In New York City, public high schools are set to reopen for in-person classes on March 22nd, four months after all schools were shuttered per an agreement with teachers unions during a November spike in coronavirus infections, when the average test positivity rate rose above 3 percent. The unions agreed to reopen pre-K and elementary schools shortly afterwards in December, while middle schools did not reopen until last month. The majority of the city’s public high school students will continue taking classes from home, however.
Recent research suggests that in-person classes can be resumed safely and that vaccinations for every teacher is not an absolute prerequisite. Several studies released in January by the CDC provide evidence that students can resume in-person classes safely, even in areas with higher coronavirus infection rates, as long as health safety precautions are observed, such as wearing face masks, physical distancing, cleaning and organizing students into small groups. A study from the American Academy of Pediatrics found zero instances of child-to-adult transmission within schools among 90,000 students and staff in 11 North Carolina school districts who returned to in-person classes.
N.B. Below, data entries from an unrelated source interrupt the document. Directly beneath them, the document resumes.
PR #8801, opened 2026-08-15
feat(security): bind the last-admin standing-key lists to the authz resolver's measured read surface (#8734)

### LINKED ISSUE #8734: Nothing binds the last-admin-guard standing-key lists to what the authz resolver actually reads — the correspondence is prose only
Filed as a `finding` (recording only, unassigned, ungraded) out of the review of PR #8713 / #8613. Not fixed there deliberately — it is the structural gap that card *exposed*, not the card's own work.

## The observation

`packages/plugins/plugin-auth/src/last-admin-guard.ts` decides whether to pay for a full "who is still an administrator" enumeration by testing the pending write against three standing-key lists, one of which is:

```js
const PERMISSION_SET_STANDING_KEYS = ['name', 'active'] as const;   // was ['name'] before #8613
```

That list is not an independent design artifact. It is **a cache of which columns `resolveAuthzContext` reads when deriving `platform_admin`**. Its correctness is entirely derivative: if the resolver starts reading a column the list omits, the guard silently stops firing on the one write class that can empty the administrator population.

**Nothing mechanical enforces that correspondence.** It is maintained by a prose comment and by whoever next edits the resolver happening to remember the guard exists in another package.

## Why this is worth a card rather than a comment

It has already failed once, and the failure mode was the dangerous direction — a *false* assertion left standing in the code:

- #6084 wrote, in the comment beside the list, that everything a permission-set write touches other than `name` — **explicitly naming `active`** — is invisible to "who is an administrator".
- That was true when written.
- #8613 made `active` a resolution-time predicate, which made the sentence false and opened a one-click, in-product-unrecoverable path to an installation-wide administrator lockout.
- It was caught only because the implementing agent read the comment closely enough to notice it now contradicted the code it was writing. Nothing would have caught it otherwise: the guard's own tests would still pass, because the guard would simply never be consulted for that write.

An authoritative, recently-dated, wrong comment in a security guard is the specific hazard here — it reads as a checked fact to the next author, human or agent.

## Shape of a fix (sketch, not a prescription)

The gate wants to answer: *does the set of columns the platform-admin derivation reads equal the set the guard treats as standing-bearing?* Candidate approaches, in rough order of cost:

1. A check script that extracts the column literals read along `resolveAuthzContext`'s platform-admin path (`packages/core/src/security/resolve-authz-context.ts`) and the standing-key lists (`last-admin-guard.ts`), and fails on asymmetry — the same family as the existing `check:authz-resolver`.
2. A shared, single-source declaration both sides import, so the two cannot spell it differently.
3. Failing either, a test that asserts the correspondence explicitly, so the pin lives somewhere a resolver change will break.

Whichever shape, the property to hold is that **a resolver change that starts reading a new column cannot land green while the guard's list omits it.**

Note the same reasoning applies to the sibling lists in that file (`GRANT_STANDING_KEYS` and the membership/identity-table equivalents), which have the same derivative relationship to their readers.

## Not in scope

Not asserting the current lists are wrong — after #8613 they are believed correct. This is about the absence of anything that would tell us if they stopped being correct.

qq9340100:
Fixes #8734

`plugin-auth`'s last-administrator guard (ADR-0024 D5.2) decides whether a pending write can empty the administrator population by testing the payload against three standing-key lists. A payload touching none of them is skipped **without any reads** — so a column `resolveAuthzContext` starts reading that a list omits is a write class the guard silently stops judging, on the one path whose failure mode is an installation-wide administrator lockout with no in-product recovery.

Nothing bound the two together. The correspondence lived in a comment, and it had already gone false once: #6084 wrote — naming `active` explicitly — that everything a permission-set write touches other than `name` is invisible to "who is an administrator". True when written; #8613 made `active` a resolution-time predicate and the sentence became false. Nothing mechanical would have caught it, because the guard's own tests stay green **precisely when the guard is never consulted**.

## Which shape, and why

The card sketched three. Measured, then chosen:

- **Shape 2 (a single-source declaration both sides import) cannot carry the property on its own here.** `resolveAuthzContext` takes `ql: any`, `tryFind` returns whole rows, and every column read is an untyped property access. No shared constant can force the resolver to consume it — a new `row.newColumn` compiles and runs whatever the constant says. The dependency direction does exist (`plugin-auth` already imports `isGrantActive` / `isRowActive` from `@objectstack/core`), so shape 2 is *reachable*; it is just not *sufficient*.
- **Shape 3 (a correspondence test) pins today's values unless it derives one side.** PM assumption 4 is the right test of it: a fix that only pins today's values has not addressed the card.
- **Shape 1 (a `check:` script extracting column literals) would have to inline the helpers to work.** `active` is never named at the resolver's own call site — `isRowActive(r)` reads it — and neither are the ADR-0091 bounds (`isGrantActive(row, now)`). A static extractor reading the caller and not the callee misses #8613 for the same reason the comment did. It would also need real dataflow analysis to learn that `ps.name` in a `for` over `psRows` is a read of `sys_permission_set.name`.

**What landed is shape 2 made enforceable by runtime observation**, in two links:

1. **`@objectstack/core` declares `ADMIN_STANDING_SURFACE` beside the resolver** — every table the administrator-derivation path reads, each classified `derives` or `reads-only` with its reason, and for the deriving tables every column read. It is asserted **equal** to what the real `resolveAuthzContext` reads, observed by driving it over a recording engine that records every property access and every `where` key per table. The declaration is a measurement, not a wish.
2. **`plugin-auth` consumes that measurement** and requires every column to have an answer: standing-bearing (in a list) or excluded with the reason it cannot empty the administrator population. There is no third state — the third state is exactly what `active` was between #6084 and #8613.

Observation also fixes the discoverability half the card names ("whoever next edits the resolver happening to remember the guard exists in another package"): link 1 lives in `packages/core` and fails in the resolver author's own `pnpm test`, on source, with no build.

## The gate can fail — demonstrated, four ways

Each leg was run from a committed state and restored; the direction was predicted before running.

| Leg | Mutation | Result |
|---|---|---|
| A | remove `active` from `PERMISSION_SET_STANDING_KEYS` (the #8613 regression, inverted) | plugin-auth RED: ``expected [ 'active' ] to deeply equal []`` |
| B | add a new predicate read `ps.locked_out` on the platform-admin path | core RED: ``expected [ 'active', 'id', 'locked_out', …(5) ] to deeply equal [ 'active', 'id', 'name', …(4) ]`` |
| B2 | then declare `locked_out` in core (the natural next step) | core green; plugin-auth RED: ``expected [ 'locked_out' ] to deeply equal []`` |
| C | resolver reads a **new table** `sys_admin_delegation` | core RED on the table set; after classifying it `derives`, plugin-auth RED: ``expected [ 'sys_member', …(2) ] to include 'sys_admin_delegation'`` |

Leg B also demonstrated the reverse direction on its way out: a column left declared after its read was removed goes red as a stale declaration.

## Would this have caught #8613?

**Yes, at the earlier link.** #8613 added `isRowActive(r)` to the `sys_permission_set` read, which makes `active` observable — link 1 goes red on that PR, naming the column. Declaring it turns link 2 red, because `active` was in neither the list nor a ledger. Landing #8613 green would have required writing down, explicitly, that deactivating `admin_full_access` cannot empty the administrator population — which is false, and which is what the old comment asserted by accident. Leg A above is that scenario replayed.

## Sibling lists: covered, all three

`MEMBER_STANDING_KEYS`, `GRANT_STANDING_KEYS` and `PERMISSION_SET_STANDING_KEYS` are all keyed into `STANDING_KEYS_BY_TABLE` and all three are checked. Keying by **table** is what also closes the table-level hole: a resolver deriving standing from a new table is invisible to any column-set comparison, since the table is absent from both sides (leg C).

## Ruling 2: the guard is not narrowed, and cannot be by this gate

Every list keeps exactly the values it had; `touchesAny` is called with the same constants. The gate is **one-directional by construction** — it never asserts that a standing key is a column the resolver reads. That direction looks like the natural other half and is not: `GRANT_STANDING_KEYS` carries `userId` although the resolver reaches those rows through a `where` on `user_id` and never touches the camelCase spelling on the row. Enforcing it would pressure a break-glass guard to drop entries. This gate can only ever demand that the guard judges **more**.

## Ruling 4: nothing asymmetric in the lists, one dormant finding next door

The lists are correct today — every column the resolver reads on the three deriving tables is either judged or has a stated reason it cannot matter, and no reason required inventing.

One thing surfaced that is **not** about the lists and was not touched here: in `resolveUserAuthzGrants`, `isGrantActive` is applied to `sys_member` rows only when building `accessible_org_ids`; the org-administration `role` projection that feeds `positions` is not window-filtered. Dormant — `sys_member` declares no `valid_from` / `valid_until` today — and it is a resolver question, not a guard one. Recorded separately as a `finding` in #8802, and captured in `STANDING_KEY_EXCLUSIONS` as the reason those bounds are not standing-bearing, with a note that the resolver leads and the list follows.

## Verification

- `pnpm --filter @objectstack/core --filter @objectstack/plugin-auth test` — core 838 passed (35 files), plugin-auth 1238 passed (54 files)
- `pnpm --filter @objectstack/plugin-auth typecheck` — clean
- Gate families re-derived with `scripts/pm/dispatch-gates.mjs` against the actual changed paths and run: `check:changeset-gate-self-tests`, `check:cross-package-test-inputs`, `check:kernel-hook-pairs`, `check:objectui-changeset`, `check:test-source-alias`, `check:type-source-resolution`, `check:nul-bytes`, `check:query-options-erasure`, `check:type-check-coverage`, plus `check-adr-0087-registration`, `check-changeset-no-major`, `check-empty-changeset` — all pass.
- `check:type-check-debt` (the `--re-measure` ratchet) — it refuses outright on an unbuilt worktree, so the full closure was built first (`turbo run build --filter='./packages/*' --filter='./packages/*/*'`, 70/70 successful) and then it ran: *33 ledger entries re-measured, 1926 raw tsc errors, none above its recorded number*. The one informational surplus it reports (`@objectstack/lint`, -1) is pre-existing and in a package this diff does not touch.

Verified at ``5ae537580``.

---

### DIFF
--- a/.changeset/last-admin-standing-keys-gate.md
+++ b/.changeset/last-admin-standing-keys-gate.md
@@ -1,0 +1,59 @@
+---
+"@objectstack/core": minor
+"@objectstack/plugin-auth": minor
+---
+
+feat(security): bind the break-glass standing-key lists to what the authz resolver actually reads — the correspondence stops being prose (#8734)
+
+`plugin-auth`'s last-administrator guard (ADR-0024 D5.2) decides whether a
+pending write can empty the administrator population by testing the payload
+against three standing-key lists (`MEMBER_STANDING_KEYS`,
+`GRANT_STANDING_KEYS`, `PERMISSION_SET_STANDING_KEYS`). A payload touching none
+of them is skipped without any reads — so a column `resolveAuthzContext` starts
+reading that a list omits is a write class the guard **silently stops judging**,
+on the one path whose failure mode is an installation-wide administrator lockout
+with no in-product recovery.
+
+Nothing bound the two together. The correspondence lived in a comment, and it
+had already gone false once: #6084 wrote — naming `active` explicitly — that
+everything a permission-set write touches other than `name` is invisible to "who
+is an administrator". That was true when written; #8613 made `active` a
+resolution-time predicate and the sentence became false. Nothing mechanical
+would have caught it, because the guard's own tests stay green precisely when
+the guard is never consulted.
+
+**The mechanism is two links, and the first one is a measurement.**
+
+- `@objectstack/core` now exports `ADMIN_STANDING_SURFACE` — declared beside the
+  resolver, listing every table the administrator-derivation path reads, each
+  classified `derives` or `reads-only` with its reason, and for the deriving
+  tables every column read. It is asserted **equal** to what the real
+  `resolveAuthzContext` reads, observed at runtime through a recording engine
+  that records every property access and every `where` key per table. Observation
+  rather than source extraction because the reads that matter have moved into
+  helpers: `active` is read by `isRowActive(row)` and the ADR-0091 window bounds
+  by `isGrantActive(row, now)`, neither named at the resolver's own call site —
+  the exact shape #8613 had.
+
+- `@objectstack/plugin-auth` now exports its standing-key lists plus
+  `STANDING_KEYS_BY_TABLE` and `STANDING_KEY_EXCLUSIONS`, and a gate requires
+  every column of that measured surface to have an answer: it is standing-bearing
+  (in a list) or it is excluded with the reason it cannot empty the administrator
+  population. There is no third state — the third state is what `active` was
+  between #6084 and #8613.
+
+So a resolver change that starts reading a new column fails at the first link
+until the declaration is updated, and at the second until the guard has an
+explicit answer for it. Landing #8613 green would have required writing down that
+deactivating `admin_full_access` cannot empty the administrator population —
+which is false, and which is what the old comment asserted by accident.
+
+**No guard behaviour changes.** Every list keeps exactly the values it had; the
+gate is one-directional by construction (it can only ever demand that the guard
+judges *more*), because the other direction would put pressure on a break-glass
+guard to fire less often.
+
+The table-level half is covered too: a resolver that started deriving
+administrator standing from a **new** table is invisible to any column-set
+comparison, since the table is absent from both sides — so the surface enumerates
+every table the path reads, and an unclassified one fails.
--- a/packages/core/src/security/admin-standing-surface.test.ts
+++ b/packages/core/src/security/admin-standing-surface.test.ts
@@ -1,0 +1,324 @@
+// Copyright (c) 2026 ObjectStack. Licensed under the Apache-2.0 license.
+
+/**
+ * [#8734] The FIRST of the two links that bind `plugin-auth`'s break-glass
+ * standing-key lists to what this resolver actually reads.
+ *
+ * This half answers one question mechanically: **which columns does
+ * `resolveAuthzContext` read on the tables administrator standing is derived
+ * from?** It answers it by OBSERVATION — the real resolver is driven over a
+ * recording engine that returns `Proxy`-wrapped rows and records every property
+ * access, plus every `where` key, per table — and asserts the answer equals
+ * `ADMIN_STANDING_SURFACE`.
+ *
+ * The second link lives in `plugin-auth`
+ * (`last-admin-standing-keys.test.ts`): it requires every column declared here
+ * to be either in a standing-key list or explicitly excluded with a reason. So
+ * a resolver change that starts reading a new column fails HERE until the
+ * declaration is updated, and fails THERE until the guard has an answer for it.
+ *
+ * ## Why observation rather than a static extractor
+ *
+ * A source-parsing gate would have to follow `psRowsAll` into `psRows` into the
+ * `for (const ps of psRows)` loop to learn that `ps.name` is a read of
+ * `sys_permission_set.name` — real dataflow analysis, brittle in exactly the
+ * places that matter. Worse, it would have to inline the helpers: `active` is
+ * never named on the resolver's own call site (`isRowActive(r)` reads it), and
+ * neither is `valid_from` (`isGrantActive(row, now)` reads it). #8613's whole
+ * defect was a read that moved into a predicate; a gate that reads the caller
+ * and not the callee would have missed it for the same reason the comment did.
+ *
+ * ## Why the fixtures come in variants
+ *
+ * A conditional read is invisible in a fixture that never takes the branch. The
+ * resolver's tolerated-spelling chains are the sharp case: `r.organization_id ??
+ * r.organizationId` never touches the camelCase spelling while the snake_case
+ * one is non-nullish. So the observation is the UNION over fixtures chosen to
+ * take both sides of every such chain — snake-only rows, camel-only rows, and a
+ * pass where the flags and windows are set the other way. `assertVariantsStay-
+ * Distinct` keeps that honest: if two variants ever observe the same set, one of
+ * them has stopped contributing and the union has silently narrowed.
+ */
+
+import { describe, it, expect } from 'vitest';
+
+import { ADMIN_STANDING_SURFACE, adminStandingTables } from './admin-standing-surface.js';
+import { resolveAuthzContext } from './resolve-authz-context.js';
+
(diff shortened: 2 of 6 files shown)


qq9340100:

The strongest card of the round, and it beat its own brief.

**Ruling 1 — the property, not a particular mechanism: satisfied, and all three sketched shapes were rejected on measurement rather than taste.** The decisive finding is about **shape 1**, the extraction script I thought was probably cheapest: `active` is **never named at the resolver's own call site** — `isRowActive(r)` reads it, and the ADR-0091 bounds hide the same way inside `isGrantActive(row, now)`. A static extractor reading the caller and not the callee **would have missed #8613 for exactly the same reason the comment did**. That is the card's own failure mode reproduced inside the proposed fix, and catching it before building is worth more than the build.

**Shape 2 was reachable but insufficient**, also measured: `resolveAuthzContext` takes `ql: any` and every column read is an untyped property access, so no shared constant can *force* the resolver to consume it — `row.newColumn` compiles and runs whatever the constant says. What landed is **shape 2 made enforceable by runtime observation**: `packages/core` declares `ADMIN_STANDING_SURFACE` and asserts it **equal to what the real resolver reads**, observed by driving it over a recording engine that captures every property access and every `where` key per table. The declaration is a measurement, not a wish. I did not think of this and would have accepted something weaker.

**Ruling 3 — the gate must be demonstrated to fail: four legs, each from a committed state, direction predicted first.** Leg A replays #8613 inverted; leg B adds a new predicate read; **leg B2 is the one that proves the design** — declaring the new column in core turns core green and then turns `plugin-auth` red, which is the two-link property working rather than one check passing. Leg C covers a new **table**, the hole no column-set comparison can see because the table is absent from both sides. Leg B also showed the reverse: a declaration left behind after its read is removed goes red as stale.

**"Would this have caught #8613?" — answered, not asserted.** Yes, at the earlier link, and the reasoning is the right one: landing #8613 green would have required explicitly writing down that deactivating `admin_full_access` cannot empty the administrator population — which is false, and which the old comment asserted *by accident*. Forcing the false claim into the open is precisely what a prose comment could never do.

**Ruling 2 — guard not narrowed: VERIFIED from the diff.** Every list keeps its exact values; the only change to those lines is `export`. Better, the gate is **one-directional by construction** — it never asserts a standing key *is* a column the resolver reads, and the reason is concrete: `GRANT_STANDING_KEYS` carries `userId` while the resolver reaches those rows through a `where` on `user_id` and never touches the camelCase spelling. Enforcing that direction would **pressure a break-glass guard to drop entries**. This gate can only ever demand the guard judges *more*. That is the correct asymmetry for a safety guard and it was reasoned out rather than stumbled into.

**Ruling 4 — lists correct today, and the one thing found next door was reported, not fixed.** `isGrantActive` is applied to `sys_member` only when building `accessible_org_ids`; the org-administration `role` projection feeding `positions` is unfiltered. Dormant (no `valid_from`/`valid_until` on `sys_member` today), a resolver question rather than a guard one, filed as **#8802** — verified present with `finding` + `domain:identity`. Recording it in `STANDING_KEY_EXCLUSIONS` as the stated reason those bounds are not standing-bearing, with a note that the resolver leads and the list follows, is exactly the right place for it.

**It also solved the discoverability half I did not rule on.** The card's real complaint was "whoever next edits the resolver happening to remember the guard exists in another package". Link 1 lives in `packages/core` and fails in the resolver author's **own `pnpm test`, on source, with no build** — so the person who breaks it is the person who sees it.

**All three sibling lists covered**, keyed by table, which is what closes the table-level hole rather than only the column-level one.

`check:type-check-debt` refused on an unbuilt worktree and was reported as such, then the full closure was built (70/70) and it ran to a real reading.

---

“As many schools have reopened for in-person instruction in some parts of the US as well as internationally, school-related cases of COVID-19 have been reported, but there has been little evidence that schools have contributed meaningfully to increased community transmission,” wrote CDC researchers in an essay published in late January in the Journal of the American Medical Association.
Centers for Disease Control and Prevention Director Rochelle Walensky said last month that teachers do not need to be vaccinated before schools can reopen, although she qualified that teachers and students who are at risk of serious illness from the coronavirus should have the option to continue teaching and learning virtually.
“I’m a strong advocate of teachers receiving their vaccinations, but we don’t believe it’s a prerequisite for reopening schools,” Walensky said.
Biden said at a town hall last month that the goal is to have a “significant percentage” of K-8 schools open for in-person learning five days a week by the end of his first 100 days in office.
Meanwhile, half the nation’s children remain out of school and many have struggled severely with remote learning.
Some of the nation’s larger school districts, including Houston, Texas as well as Miami and Broward County in Florida have opted to forego limiting in-person school attendance and have welcomed back students from all grades.